Most professional services firms desire growth. Growth provides scale, opportunity, and wealth. But growth isn't something you chase; it's something you earn.
Key Takeaways:
- Brand preference drives sustainable growth. Professional services firms grow by earning client preference through demonstrated expertise, proven results, and genuine simpatico—not by expanding services or increasing marketing volume.
- Misalignment stalls momentum. Strategic drift, a disconnected thinker-seller-doer model, and cultural friction undermine credibility and dilute brand authority, making it harder to stand out or command premium fees.
- Coherence is the growth engine. When strategy, commercialization, and culture align, firms reinforce their expertise, consistently deliver results, and create trusted client relationships that fuel long-term growth.
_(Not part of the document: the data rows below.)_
PR #216, opened 2015-07-22
Fixing callback exception handling and adding tests

mconnew:
Three commits breaking up the changes.  

1. Fixing the product code handling exceptions
2. Fixing the test code and added another test variation
3. Fixed build references for System.Net.Sockets (see commit message for more details)


src/System.Private.ServiceModel/src/System/ServiceModel/Dispatcher/TaskMethodInvoker.cs
```diff
@@ -74,16 +74,32 @@ public object InvokeEnd(object instance, out object[] outputs, IAsyncResult resu
...
+                    ae = task.Exception;
+                }
+            }
 
+            if (ae != null)
+            {
                 // If FaultException is thrown, we will get 'callFaulted' behavior below.
                 // Any other exception will retain 'callFailed' behavior.
-                throw FxTrace.Exception.AsError<FaultException>(task.Exception);
+                throw FxTrace.Exception.AsError<FaultException>(ae);
```
iamjasonp: Does this change the exception type that's surfaced outwards? If yes, would anyone key off the exception type to do any processing?

src/System.Private.ServiceModel/tests/Common/src/TestTypes.cs
```diff
@@ -702,10 +709,16 @@ public Task<Guid> ServicePingCallback(Guid guid)
...
-          new FaultCode("ServicePingFaultCallback"),
-          "http://tempuri.org/IWcfDuplexTaskReturnCallback/ServicePingFaultCallback");
+        var fault = new FaultException<FaultDetail>(
+            new FaultDetail("Throwing a Fault Exception from the Callback method."),
+            new FaultReason("Reason: Testing FaultException returned from Duplex Callback"),
+            new FaultCode("ServicePingFaultCallback"),
+            "http://tempuri.org/IWcfDuplexTaskReturnCallback/ServicePingFaultCallbackFaultDetailFault");
+        if (_wrapExceptionInTask)
+        {
+            return Task.FromException<Guid>(fault);
```
iamjasonp: The internal build for CoreCLR and NET Native is breaking at this line for me - would be good to make sure that this isn't an environmental issue just for me.

src/System.Private.ServiceModel/tests/Scenarios/Client/ExpectedExceptions/ExpectedExceptionTests.cs
```diff
@@ -320,9 +320,53 @@ public static void UnknownUrl_Throws_ProtocolException()
...
+                else
+                {
+                    throw new TimeoutException(String.Format("The call to the Service did not complete within the alloted time of: {0}", ScenarioTestHelpers.TestTimeout));
+                }
+
+                // Not closing the factory as an exception will always be thrown prior to this point.
+            });
+
+            Assert.Equal("ServicePingFaultCallback", exception.Code.Name);
+            Assert.Equal("Reason: Testing FaultException returned from Duplex Callback", exception.Reason.GetMatchingTranslation().Text);
```
iamjasonp: Would the .NET Native test harness be able to view this exception reason? We've discovered in the past that a lot of exception information gets stripped.

src/System.Private.ServiceModel/src/System/ServiceModel/Dispatcher/DataContractSerializerOperationFormatter.cs
```diff
@@ -35,10 +35,11 @@ internal static DataContractSerializer CreateSerializer(Type type, string rootNa
 
         internal static DataContractSerializer CreateSerializer(Type type, IList<Type> knownTypes, string rootName, string rootNs, int maxItems)
         {
+            XmlDictionary dictionary = new XmlDictionary(2);
             return new DataContractSerializer(
                 type,
-                rootName,
-                rootNs,
+                dictionary.Add(rootName),
+                dictionary.Add(rootNs),
```
iamjasonp: What's the advantage in using this overload of DCS..ctor?

iamjasonp: Ah, I see this in the commit message 

> Also, there is a bug introduced in the DataContractSerializer where it creates XmlDictionaryStrings with null IXmlDictionary's when passed the root name and namespace as strings. We need to use a different overload or wait for the bug to be fixed.

Makes sense

iamjasonp:
LGTM - though would have preferred that the `System.Net.Sockets` dependency fix have been a different PR to minimize the noise in the main set of changes you were doing :smile:

roncain:
Minor Nit -- these are logically different fixes (Socket dependencies and exceptions) and belong in separate PR's.  No need to change this now.

src/System.Private.ServiceModel/tests/Common/src/TestTypes.cs
roncain: It breaks for me too.  FromException<T> is not in public contract in 4.0.0 of Threading.Tasks but is in the contracdt of 4.0.10.  I see some of the .lock.json files take a dependency on 4.0.0, but I don't see that in the project.json files.  Something in the dependency resolution is bringing in 4.0.0 for this test.

src/System.Private.ServiceModel/src/System/ServiceModel/Dispatcher/TaskMethodInvoker.cs
```diff
@@ -74,16 +74,32 @@ public object InvokeEnd(object instance, out object[] outputs, IAsyncResult resu
...
+                Fx.Assert(invokeTask.Exception != null, "Task.IsFaulted guarantees non-null exception.");
+                ae = invokeTask.Exception;
+            }
+            else
             {
-                Fx.Assert(task.Exception != null, "Task.IsFaulted guarantees non-null exception.");
+                Fx.Assert(invokeTask.IsCompleted, "Task.Result is expected to be completed");
+                tuple = invokeTask.Result;
+                task = tuple.Item1 as Task;
+                if (task.IsFaulted)
```
roncain: Maybe Contract.Assert tuple.Item1 is not null --optional

src/System.Private.ServiceModel/tests/Scenarios/Client/ExpectedExceptions/ExpectedExceptionTests.cs
roncain: The build failure in NET Native prevents us from verifying how this behaves at runtime.  Let's be sure to buddy-test this again in NET Native after the Threading.Tasks dependency is fixed.

src/System.Private.ServiceModel/tests/Scenarios/Client/ExpectedExceptions/project.json
```diff
@@ -12,6 +12,7 @@
     "xunit.netcore.extensions": "1.0.0-prerelease-*"
   },
   "frameworks": {
-    "dnxcore50": {}
+    "dnxcore50": {
+    }
   }
 }
```
roncain: nit: missing newline

src/System.Private.ServiceModel/tests/Unit/project.json
```diff
@@ -51,6 +50,11 @@
     "xunit.netcore.extensions":  "1.0.0-prerelease-*"
   },
   "frameworks": {
-    "dnxcore50": {}
+    "dnxcore50": {
+      "dependencies": {
+        "System.Net.Sockets": "4.0.10-beta-*",
+        "System.Reflection.Emit.Lightweight": "4.0.0-beta-*",
+      }
```
roncain: Did you fix the Reflection.Emit.Lightweight dependency everywhere needed -- or is this a left-over from experimentation?

src/System.Private.ServiceModel/src/System/ServiceModel/Dispatcher/TaskMethodInvoker.cs
mconnew: task.Exception is an AggregateException. The use of the ae variable is to allow either Task to be faulted. That is the Invoked delegate Task or the operations returned Task. The two scenarios are equivalent to when using APM whether the Begin call throws or if the End call throws.

src/System.Private.ServiceModel/tests/Common/src/TestTypes.cs
mconnew: I'll change this to use a TaskCompletionSource instead. Task.FromException only appeared (externally anyway) in 4.6 on Desktop so is new.

src/System.Private.ServiceModel/tests/Scenarios/Client/ExpectedExceptions/ExpectedExceptionTests.cs
mconnew: The .NET Native issues are related to string resources not being fully evaluated. It doesn't strip the exception message itself, just provides resource string names instead of full values.

src/System.Private.ServiceModel/src/System/ServiceModel/Dispatcher/TaskMethodInvoker.cs
mconnew: Actually, this is a good point that item1 might be null. An operation that is expected to return a Task could in theory return a null value. I need to verify what happens on Desktop and make this do the same.

src/System.Private.ServiceModel/tests/Unit/project.json
mconnew: Left over from experimentation. I'll remove it.

src/System.Private.ServiceModel/src/System/ServiceModel/Dispatcher/TaskMethodInvoker.cs
mconnew: I checked desktop and it turns out I needed an extra line in the InvokeBegin code to detect a null return value and throw the correct exception there. This should now guarantee a non-null here so I'm adding the assert.

src/System.Private.ServiceModel/src/System/ServiceModel/Dispatcher/DataContractSerializerOperationFormatter.cs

Firms that grow consistently don't simply rely on louder marketing, more offerings, or bigger sales teams. Instead, they earn brand preference—the instinctive client belief that your firm is the singular choice most capable of solving their problem.
Brand preference is what makes prospects seek you out, not just consider you. It's what allows you to command premium fees, win better work, and scale without dilution.
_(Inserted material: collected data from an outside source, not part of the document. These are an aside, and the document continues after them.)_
PR #226, opened 2015-07-27
Move Bridge and setupfiles under tools folder

### LINKED ISSUE #181: Move Bridge and setupFiles under the System.Private.ServiceModel tests folder
Create a tools folder under System.Private.ServiceModel\tests.
Move all the Bridge and setupFiles files under this new folder.
Fix any scripts necessary to use the new locations

roncain:
This PR moves the Bridge project under a new
tools\test folder, and it moves the setupfiles
folder under the new tools\setupfiles.

It also fixes all relative project and file
paths to reflect the new locations.

Fixes #181


roncain:
Reviewers: the original intent was to move Bridge under the tests folder, but it turns out the build-tools make assumptions about the projects under the tests folder, and they fail to compile.  So instead, this PR creates a new tools folder parallel to tests and moves the Bridge into a test folder under that.  It also moves the scripts.

build.cmd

Preference rests on three evergreen attributes that brand study after brand study reveals every client, consciously or not, looks for.
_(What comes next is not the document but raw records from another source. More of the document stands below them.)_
PR #231, opened 2015-07-28
Improve BridgeClient error reporting

### LINKED ISSUE #227: Improve BridgeClient checking and error reporting
The BridgeClient should validate the resources folder it passes to the Bridge exists.  It should also capture the content in any non-200 response from the Bridge and include that information in any exception it throws to fail the client tests.

roncain:
Adds valiation of some of the configuration
properties before they are sent to the Bridge
so failure is detected earlier.

Also captures any content body returned from
the Bridge for any non-200 response so it can
be part of the exception thrown.  This makes it
easier to see what the Bridge detected was wrong.

Fixes #227

### DIFF
--- a/src/System.Private.ServiceModel/tests/Common/src/BridgeClient.cs
+++ b/src/System.Private.ServiceModel/tests/Common/src/BridgeClient.cs
@@ -21,7 +21,7 @@ namespace System.ServiceModel.Tests.Common
             get { return TestProperties.GetProperty(TestProperties.BridgeUrl_PropertyName); }
         }
 
-        static BridgeClient()
+        private static void EnsureBridgeIsRunning()
         {
             if (_BridgeStatus == BridgeState.NotStarted)
             {
@@ -32,9 +32,10 @@ namespace System.ServiceModel.Tests.Common
                 throw new Exception("Bridge is not running");
             }
         }
-
         public static string GetResourceAddress(string resourceName)
         {
+            EnsureBridgeIsRunning();
+
             string resourceAddress = null;
             if (_BridgeStatus == BridgeState.Started && !_Resources.TryGetValue(resourceName, out resourceAddress))
             {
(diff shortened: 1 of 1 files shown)


roncain:
This PR is not ready for public review yet -- I'm verifying behavior in NET Native

StephenBonikowsky:
Looks like there is a merge conflict.
Other than that, :shipit:

src/System.Private.ServiceModel/tests/Common/src/BridgeClient.cs
```diff
@@ -21,20 +22,26 @@ private static string BridgeBaseAddress
             get { return TestProperties.GetProperty(TestProperties.BridgeUrl_PropertyName); }
         }
 
-        static BridgeClient()
+        private static void EnsureBridgeIsRunning()
         {
```
mconnew: What was the reason for moving from a static constructor to a static method?

src/System.Private.ServiceModel/tests/Common/src/BridgeClient.cs
```diff
@@ -58,7 +65,18 @@ private static void MakeConfigRequest()
...
                     var response = httpClient.PostAsync("/config/", content).Result;
                     if (!response.IsSuccessStatusCode)
-                        throw new Exception("Unexpected status code: " + response.StatusCode);
+                    {
+                        string reason = String.Empty;
+                        if (response.Content != null)
+                        {
+                            string contentAsString = response.Content.ReadAsStringAsync().Result;
+                            reason = String.Format("{0}Bridge returned content:{0}{1}",
+                                                    Environment.NewLine, contentAsString);
```
mconnew: You've dropped the status code. We should have the status code and the status reason included.

src/System.Private.ServiceModel/tests/Common/src/BridgeClient.cs
```diff
@@ -58,7 +65,18 @@ private static void MakeConfigRequest()
...
+                        }
+                        throw new Exception(
+                            String.Format("Bridge returned unexpected status code {0}{1}", 
+                                            response.StatusCode, reason));
+                    }
```
mconnew: There's also a status reason which is a textual description which might be helpful to include in the description.

src/System.Private.ServiceModel/tests/Common/src/BridgeClient.cs
```diff
@@ -58,7 +65,18 @@ private static void MakeConfigRequest()
                 {
                     var response = httpClient.PostAsync("/config/", content).Result;
```
mconnew: GetAwaiter().GetResult() to avoid AggregateException if not using await

mconnew:
Pending a couple of minor changes, the overall change LGTM

src/System.Private.ServiceModel/tests/Common/src/BridgeClient.cs
roncain: Better behavior for error handling.  As a static ctor, we got TypeInitialization exceptions for the BridgeClient that sort of masked something as simple as the bridge not running.  With an explicit failure from EnsureBridgeIsRunning, the exception stack trace is more informative.

src/System.Private.ServiceModel/tests/Common/src/BridgeClient.cs
roncain: Good catch -- added.

roncain:
I merged this PR into #238 because I needed these improvements to debug it.  So I am closing this PR because it is now redundant.  The comments made in this PR were applied to the BridgeClient in #238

- Expertise: A depth of client and market understanding that makes your perspective superior
- Results: Tangible proof that your expertise delivers on promises
- Simpatico: The fit that makes collaboration natural and trusted
Most firms either neglect these attributes or allow them to erode as the company grows. As a result, they lose strategic coherence across the systems that make them distinct.
After thirty years of watching firms stall and restart, I've learned this: when your systems drift out of sync, your brand stops earning preference. And three structural barriers are almost always to blame.
1. The Performance Envelope Problem: Strategy Gone Ad Hoc
Firms rarely fail just because they lose clients; they fail because they lose focus.
Growth initiatives designed to expand a firm's profitable footprint—such as entering new markets, broadening capabilities, or adding new services—often begin with good intentions.
However, without a plan to build brand relevance—the foundation for gaining preference—the firm risks spreading itself too thin rather than scaling effectively. Each "strategic" move makes sense on its own, but together they dilute the brand. The result is a website full of offerings and a marketplace unsure what the firm actually stands for.
If your pipeline is thin and your brand feels generic, you may be stuck in this trap.
How it undermines brand preference: Expansion without discipline diffuses expertise. Clients see breadth without authority and assume you're a generalist.
How to fix it:
- Define your performance envelope—the set of markets and problems where your brand is credible and profitable today and can earn relevance tomorrow.
- Expand deliberately. Only add services that reinforce your narrative of expertise and results.
- Align leadership and marketing so every move extends preference rather than fragmenting it.
2. The Thinker-Seller-Doer Disconnect: Commercialization Failure
Every firm runs on thinkers, sellers, and doers. Ideally, they work like a flywheel where expertise leads to insights, insights drive results, results deepen simpatico, and all three work in harmony to create new opportunities.
In reality, these gears often grind. Thought leadership sits in a time-crunched consultant's mind or a blog that doesn't convert. Sellers chase suboptimal relationships or have conversations unmoored from the firm's distinct insight. Delivery produces strong results that never feed back into marketing to fuel stronger preference.
When you see a lot of content, internal conflict, or frenetic activity but little traction, it's often a sign of mismanaging the thinker-seller-doer dynamic.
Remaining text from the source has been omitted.